Ineos Grenadiers still have the biggest budget in cycling, and they still have one of the deepest rosters in the peloton, but the sport’s grandest prize has now eluded them for three straight years – the longest drought in the history of a team founded in 2010 with winning the Tour de France as its raison d’être. And the drought is unlikely to end in 2023.
Between 2012 and 2019, Ineos (previously Team Sky), won seven out of eight Tours with four different riders. Since the Tadej Pogačar era began in 2020, their scorecard reads two podium finishes from three editions. More troublingly, Pogačar’s generational talent is not the only obstacle that lies before them – in July, at least, Ineos have been firmly overtaken by Jumbo-Visma.

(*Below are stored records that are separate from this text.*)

PR #90, opened 2017-10-09
Fix error interpolation on nonstandard jwt claims

michaelboulton:
If the claim passed was not one of sub, aud, iat, etc. then passing a string as a value to check_claims would raise an error if it was not an integer


simo5:
Looks good, can you squash the commits ?

michaelboulton:
Done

As was the case in 2022, Ineos’ young team will still shine on all terrains next season and pick up some important prizes along the way, but when Rod Ellingworth and his staff sat down to plan their campaign this winter, a sizeable amount of energy will surely have been devoted to plotting how to get back on their perch in July.
After a disjointed display with a leadership quadrumvirate in 2021, Ineos were altogether more coherent in 2022 – thanks, perhaps, to the presence of new directeur sportif Steve Cummings in the lead team car – and Geraint Thomas’ third-place finish was arguably the finest athletic performance of his entire career.

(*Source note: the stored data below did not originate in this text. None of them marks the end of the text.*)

PR #94, opened 2017-11-13
Make all exception derive from JWException

### LINKED ISSUE #93: Making all the exceptions inherit from JWException
It seems like this is just something that was missed out by accident? It would be nice if all the exceptions for JWE/JWT/etc. inherited from `JWException` in common.py so they could be caught in one except block.

simo5:
Fixes #93

### DIFF
--- a/jwcrypto/common.py
+++ b/jwcrypto/common.py
@@ -16,12 +16,12 @@ def base64url_encode(payload):
 
 
 def base64url_decode(payload):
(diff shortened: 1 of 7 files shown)


simo5:
@michaelboulton @tiran PTAL

tiran:
CI is using a new version of flake8 which is complaining about additional problems.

Therein, however, lies a sizeable part of the problem for Ineos.
When Rohan Dennis swapped Ineos for Jumbo-Visma at the start of 2022, he claimed that his new team had surpassed his old squad as the most innovative in the sport. But ultimately, the underlying issue is one of manpower and talent as much as of so-called marginal gains.
As Tom Dumoulin always used to argue, Sky weren’t serial Tour winners simply because they had the biggest budget and the strongest team: ultimately, they needed their leader to be the strongest man in the race too. On this year’s evidence, Ineos still have some way to go on that front. For now, at least, Pogačar and winner Jonas Vinegegaard seem capable of going to places nobody on the Ineos roster can (yet) reach.
Thomas, for his part, has already suggested that the Giro d’Italia, with its hefty quota of time trial miles, is likely to be his target in 2023. If the Welshman replicates his numbers from last July – and if he avoids the horrific luck that has plagued his previous Giro expeditions – he might well thrive in Italy.